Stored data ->
PR #1592, opened 2024-04-01
Update python scrips to Python 3.x

eschwab:
Addresses #1579


rpspringuel:
To make this work I need to modify line 815 in squarize.py to make an explicit casting of `width` to `int`.  With that change (which already exists on the develop branch), everything works for me.  I'm merging and pulling this into develop.

PR #830, opened 2020-05-05
Fix gcc version 10 too old: skipping hal/user_comps/xhc-whb04b-6

dwrobel:


andypugh:
Are you sure that is better? 
-dumpfullversion is certainly an improvement, but I have a feeling that alphabetical sorting might be more robust than >=

dwrobel:
>alphabetical sorting

As per man `gcc(1)` the `--dumpfullversion` gives us numbers:
>The output is always three numbers separated by dots, major, minor and patchlevel version.

We're also interested in comparing numbers. So, I'm not quite convinced why we need to complicate it and involve alphabet?

dwrobel:
What I could do is to replace `sed` by `awk` and use:

```
gcc -dumpfullversion | awk -F '.' '{print $1*10000+$2*100+$3}'
```

PR #832, opened 2020-05-05
Fix SyntaxWarning: "is" with a literal - pyngcgui.py

dwrobel:
Fixes the following warning when compiling for python3.8:

 linuxcnc/lib/python/pyngcgui.py:1424: SyntaxWarning: "is" with a literal. Did you mean "=="?
   if comment is '':


dngarrett:
merged to master

PR #836, opened 2020-05-06
Remove duplicate checking for dblatex

dwrobel:

### DIFF
--- a/src/configure.ac
+++ b/src/configure.ac
@@ -1136,11 +1136,6 @@ fi
 
 # Programs required only for building the PDF documentation
 if ( test "$BUILD_DOCS_PDF" = "yes" ) ; then
-    AC_PATH_PROG(DBLATEX,dblatex,"none")
-    if ( test "none" = "$DBLATEX" ) ; then
-	AC_MSG_ERROR([no dblatex, PDF documentation cannot be built])
-    fi
-
     AC_PATH_PROG(PDFLATEX,pdflatex,"none")
     if ( test "none" = "$PDFLATEX" ) ; then
 	AC_MSG_ERROR([no pdflatex, PDF documentation cannot be built])


src/configure.ac
```diff
@@ -1131,15 +1131,8 @@ Documentation cannot be built.])
     if ( test "none" = "$GS" ) ; then
 	AC_MSG_ERROR([no gs, documentation cannot be built])
     fi
-fi
 
 # Programs required only for building the PDF documentation
-if ( test "$BUILD_DOCS_PDF" = "yes" ) ; then
```
jepler, line 1137: Doesn't this change make pdflatex required for just building html docs only?  I bet dblatex and pdflatex are only needed for pdf docs, and the first check for dblatex is the one to delete (and the version check moved down)

dwrobel: >Doesn't this change make pdflatex required for just building html docs only?

No, it just removes the duplicate check for the `dblatex`. The intention was to not introduce any functional changes to configure.ac.

More precisely, the first check for `dblatex` happens here:
https://github.com/LinuxCNC/linuxcnc/blob/f8a0a5ea981ff5e32ce5dd145b6743c3751428bd/src/configure.ac#L1103-L1106

and is under the [if ( test "$BUILD_DOCS" = "yes" ) ; then](https://github.com/LinuxCNC/linuxcnc/blob/f8a0a5ea981ff5e32ce5dd145b6743c3751428bd/src/configure.ac#L1067) anyway.

jepler: Why was the 'fi ... if' removed in this PR?

In origin/master I can `configure --enable-build-documentation=html` even if there's no `pdflatex` program; and the doc buld will finish.

In your branch, this fails at the configure stage stating that there's no pdflatex.

As far as I can tell, it's because you deleted the `fi ... if` and made the pdflatex check apply even when building only html docs.

```
$ sudo chmod 000 /usr/bin/pdflatex
$ ./autogen.sh  && ./configure --enable-build-documentation=html && make -j5 docs
...
configure: error: no pdflatex, PDF documentation cannot be built
```

dwrobel: Ok, got it.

Your task -> For the records above, state how many lines contain the word "first". Give only the number.

Worked solution -> 2